Tracking env observations from a single env during training

I am trying to collect custom metrics from my env and display them on tensorboard during training. I am working with this example ray/rllib/examples/custom_metrics_and_callbacks.py and it is working well. Now I also would like to track the observations from my environment, to get an overview during training. But I can’t seem to figure out how to filter the observations, such that I only display them for a single episode/env. Meaning it shouldn’t be a callback for a single episode but rather a callback further up, allowing me to select a single episode.
I hope this makes sense.
Would very much appreciate if somebody has done something similar and could share.

I’m not entirely sure what you mean, but from what you said, I think the Self Play callbacks and their associated metrics (in the multiagent examples section) might be helpful.

1 Like

I might have phrased it ambiguously. I will try again, now that I’ve done further testing.
In the following RLlibCallback subclass, I’m logging environment info after each step. On episode end, I therefore have a time series for all info dict entries.

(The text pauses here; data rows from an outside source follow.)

PR #954, opened 2023-11-30
Fix regression of long filename

ikus060:
## Changes done and why

This Pull request include two changes.

One change is not related to regression of long filename but rather to robustness of the regression when text file already exists.

The other one is the actual fix that return the "index" of the filename based on metadata which seams more appropriate since we are traversing the tree of files based on the ordering of the file in metdata.

The change also include a testcase to reproduce the problem and get it fixed.

## Self-Checklist

- [-] changes to the code have been reflected in the documentation


ericzolf (approved):

ericzolf:
I made the fix message more understandable but else got job!

ikus060:
@ericzolf Thanks for your help !

PR #1019, opened 2024-09-30
Flush stderr or stdout when logging

ikus060:
## Changes done and why

I have this scenario where output of rdiff-backup is scramble because, it seams, the stdout and stderr are printed to the console in different order. To get this fixed, I recommand to flush stderr and/or stdout on every log. This also push the lines to the console in real-time.

## Self-Checklist

- [-] changes to the code have been reflected in the documentation: N/A
- [-] changes to the code have been covered by new/modified tests: N/A
- [ ] commit contains a description of changes relevant to users prefixed by DOC:, FIX:, NEW: and/or CHG: I'm open to recommendation.

### DIFF
--- a/src/rdiff_backup/log.py
+++ b/src/rdiff_backup/log.py
@@ -121,6 +121,7 @@ class Logger:
             )
         else:
             termfp.write(tmpstr)
+        termfp.flush()
 
     def conn(self, direction, result, req_num):
         """Log some data on the connection
--- a/testing/server.py
+++ b/testing/server.py
@@ -1,6 +1,7 @@
 #!/usr/bin/env python3
 
 import sys
+from rdiffbackup.singletons import specifics
 
 __doc__ = """
 
@@ -26,5 +27,6 @@ except (OSError, ImportError):
     print_usage()
     raise
 
+specifics.server = True
 Security._security_level = "override"
 sys.exit(connection.PipeConnection(sys.stdin.buffer, sys.stdout.buffer).Server())


ikus060:
@ericzolf I will need your help on this. I don't understand why my changes is making all the test fail.

ericzolf:
Let me check, the weekly build also failed, it could be that the error isn't yours!

ericzolf:
This add nothing to do with the weekly issue. See #1020 

It appears that the flush breaks the communication between server and client (which happens through stdin _and_ stdout of the server). I don't fully understand why, because the place you modified has only to do with stderr of the server, but there is probably a side effect I don't get.

This said, I'm not sure I get your issue: isn't it a mismatch between client and server output, rather than between stderr and stdout? We're talking about messages being in the wrong order, not messages being intermingled (which I've never seen)? Furthermore I am the opinion that a newline flushes anyway the buffer (which explains why messages aren't intermingled).

Sorting stderr of the server process, which goes directly to stderr of the client through the SSH channel, would require to pass it as a proper message to the client process (through stdout/stdin), pickling it and then unpickling it. This would have probably a lot of impact on the time required, compared to the current unprocessed handling through stderr.

ikus060:
Hello Eric,

Thanks for you feedback. I will try to debug this issue a bit more based on you statement.

The issue I faced:

While executing rdiff-backup on a computer, where stdout is redirected to a file and stderr is redirected to stdout. Sometime, the stderr of the client get printed before the stderr of the server. I assumed is a flush problem and I assumed it doesn't hurt to force the flush of stderr.

After some testing, it seams the change I made is fixing the issue, but the problem is hard to reproduce.

I will do further testing.

ikus060:
@ericzolf This should be ready for review. I fixed the unit test.

ericzolf:
The change looks OK, I'll probably approve but this timeout issue on our pipeline is killing me (and this is a bad joke, because I suspect the issue in the `kill_test.py`). I'll try to fix this before merging this PR.

Before I do so, one more question: the flushing doesn't impact the performance?

ikus060:
Thanks for merging.

ikus060:
Seams you fix for `kill_test` is not working after all. :(

ericzolf:
Two things:

1. you didn't answer  my question about performance
2. and, yeah, disappointing: I think, I found the right issue/place, but not the right solution yet. Apparently the backup step gets so stuck (for reasons I don't know but seems rather new) that it can't even get killed (SIGKILL), so that the regress step after fails because the backup is still apparently running. Before, the pipeline was waiting forever for the first step to get terminated (SIGTERM), I added the kill step in my last change, but that even wasn't enough.

PR #1022, opened 2024-10-06
Add timeout when reading files not on disk

ikus060:
## Changes done and why

When using cloud file storage, some time the file is not present on disk and the software is supposed to fetch the data from the cloud in real-time. When this process is failing, this cause rdiff-backup to be stuck trying to read a file indefinitely. To avoid this, a timeout is added to read the first bytes of the file.

I'm creating this pull request to start a discussion about the change. Technically, the change I've done is working. Rdiff-backup is no longer stuck on file read when OneDrive on MacOS is failing. But:

1. The additional os.lstat() double the number of IO call which I would prefer to avoid, but when I try adding "blocks" to `make_file_dict` everything fall apart in comparison. And I'm not 100% sure if adding "blocks" to the dict is backward compatible.
2. I think we could make this timeout value a settings. What do you suggest ? 300sec (5min) might not be enough in all condition. If the file is large and OneDrive need to download the file, it might take more then 5 min. Not sure how to detect this. We could do some timeout calculation based on the file-size reported. 

## Self-Checklist

### DIFF
--- a/src/rdiff_backup/rpath.py
+++ b/src/rdiff_backup/rpath.py
@@ -47,6 +47,8 @@ from rdiffbackup.utils import usrgrp
 from rdiffbackup.locations.map import owners as map_owners
 from rdiffbackup.meta import acl_posix, acl_win, ea
 
+import signal
+
 try:
     import win32api
     import win32con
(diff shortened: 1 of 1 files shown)


ikus060:
Closing. After extensive testing, this doesn't do any good.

class CustomCallback(RLlibCallback):

def on_episode_step(self, *args, episode: SingleAgentEpisode, metrics_logger, **kwargs):
        metrics_logger.log_dict(
            episode.infos.data[-1], reduce=None, clear_on_reduce=True
        )

If I then open tensorboard, each info is displayed as a histogram with the datapoints from all the environments used as separate distributions overlayed into one plot (so one histogram plot, e.g. 10 distributions). This doesn’t make sense.
Instead, I’d like to have each information as a scalar time series plot for a single episode. Doesn’t matter which. Kind of like a visualization of an example episode to see if everything is running as expected. It’s much nicer than logging the values, which I also do.
But I don’t get how I can make sure only one episode info is passed to tensorboard and the info is treated as a time series.

I’m still not entirely clear on what you mean, but that sounds like a TensorBoard thing rather than an RLlib thing. I used wandb for something like this and got time-series plots, from my custom metric (a dictionary of values recorded once every episode, populated the same way as in the examples) - if that’s your goal, I’d try wandb logging and see if it looks right - if it does, then all you’d need to do is tweak the TensorBoard settings, because that’d mean that the data you’re sending is correct and the only issue is how it’s being interpreted on the visualization library’s end.